*** Opening Input material ***
Issue #137, opened 2020-06-06
`typealias` construct?


pdesaulniers:
Teal supports `functiontype` to avoid longwinded function type declarations. In that case, why not add a generic construct for creating type aliases of any kind? This could be useful with union types:
```lua
local Something = typealias(number | string | SuperLongTypeName)
local x: Something = 0
```

hishamhm:
That's a good idea, and if it accepts a general `type` (as in the grammar.md rule `type`), then it even renders `functiontype` redundant since it could be instead a `typealias(function() ...)` instead. I wouldn't mind replacing it with something more general, never liked the name `functiontype` a lot.

Not sure I like the parentheses in the syntax because it makes it look like a function call, but since types can be parenthesized at the top level, I guess even without them something like `typealias (number | string | SuperLongTypeName)` would be valid anyway.

pdesaulniers:
I'm satisfied with https://github.com/teal-language/tl/pull/194. I think https://github.com/teal-language/tl/pull/159 and
https://github.com/teal-language/tl/issues/170 can be closed as well.

PR #159, opened 2020-06-11
Introduce typealias, remove functiontype

hishamhm:
Introduce `typealias` as suggested in #137, remove `functiontype` because it becomes redundant with `typealias function`.


pdesaulniers:
It seems to be working great!

Food for thought: should the type aliases be expanded in the error messages? Here is the current behavior:

test.tl:
```lua
local MyWeirdType = typealias number | string | {string}
local x: MyWeirdType = {1, 2, 3}
```
`tl check` result:
```
1 error:
test.tl:2:24: in local declaration: x: got {number}, expected MyWeirdType
```

Instead of displaying the aliased type (`expected MyWeirdType`), maybe we could display the real type:
```
test.tl:2:24: in local declaration: x: got '{number}', expected 'number | string | {string}'
```

hishamhm:
@pdesaulniers I sort of considered this, but it's a bit tricky to pull off, because in the current implementation, typealiases are really nominal types that represent their underlying structure. So if I expand those names on errors, the same would happen with named record types as a side-effect `got number, expected {x: number, y: number}` instead of `got number, expected Point`, and that would make it look as if the type system was structural (which isn't true, it is nominal).

hishamhm:
Closing this old PR since a different version of this was implemented by adding the `local type` syntax!

PR #161, opened 2020-06-11
Mention text editor support in the README

pdesaulniers:
Thanks to @euclidianAce, Teal language support for Vim is now quite good! I think we can advertise the plugin in the README.

I've also added a note about vscode support.

@mrtnpwn, you said you needed to update https://github.com/mrtnpwn/tl-nano?


hishamhm:
Good call! Merged!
*** Closing Input material ***
Exercise prompt =>
The entries shown above should be copied out word for word.

Answer section =>
Issue #137, opened 2020-06-06
`typealias` construct?


pdesaulniers:
Teal supports `functiontype` to avoid longwinded function type declarations. In that case, why not add a generic construct for creating type aliases of any kind? This could be useful with union types:
```lua
local Something = typealias(number | string | SuperLongTypeName)
local x: Something = 0
```

hishamhm:
That's a good idea, and if it accepts a general `type` (as in the grammar.md rule `type`), then it even renders `functiontype` redundant since it could be instead a `typealias(function() ...)` instead. I wouldn't mind replacing it with something more general, never liked the name `functiontype` a lot.

Not sure I like the parentheses in the syntax because it makes it look like a function call, but since types can be parenthesized at the top level, I guess even without them something like `typealias (number | string | SuperLongTypeName)` would be valid anyway.

pdesaulniers:
I'm satisfied with https://github.com/teal-language/tl/pull/194. I think https://github.com/teal-language/tl/pull/159 and
https://github.com/teal-language/tl/issues/170 can be closed as well.

PR #159, opened 2020-06-11
Introduce typealias, remove functiontype

hishamhm:
Introduce `typealias` as suggested in #137, remove `functiontype` because it becomes redundant with `typealias function`.


pdesaulniers:
It seems to be working great!

Food for thought: should the type aliases be expanded in the error messages? Here is the current behavior:

test.tl:
```lua
local MyWeirdType = typealias number | string | {string}
local x: MyWeirdType = {1, 2, 3}
```
`tl check` result:
```
1 error:
test.tl:2:24: in local declaration: x: got {number}, expected MyWeirdType
```

Instead of displaying the aliased type (`expected MyWeirdType`), maybe we could display the real type:
```
test.tl:2:24: in local declaration: x: got '{number}', expected 'number | string | {string}'
```

hishamhm:
@pdesaulniers I sort of considered this, but it's a bit tricky to pull off, because in the current implementation, typealiases are really nominal types that represent their underlying structure. So if I expand those names on errors, the same would happen with named record types as a side-effect `got number, expected {x: number, y: number}` instead of `got number, expected Point`, and that would make it look as if the type system was structural (which isn't true, it is nominal).

hishamhm:
Closing this old PR since a different version of this was implemented by adding the `local type` syntax!

PR #161, opened 2020-06-11
Mention text editor support in the README

pdesaulniers:
Thanks to @euclidianAce, Teal language support for Vim is now quite good! I think we can advertise the plugin in the README.

I've also added a note about vscode support.

@mrtnpwn, you said you needed to update https://github.com/mrtnpwn/tl-nano?


hishamhm:
Good call! Merged!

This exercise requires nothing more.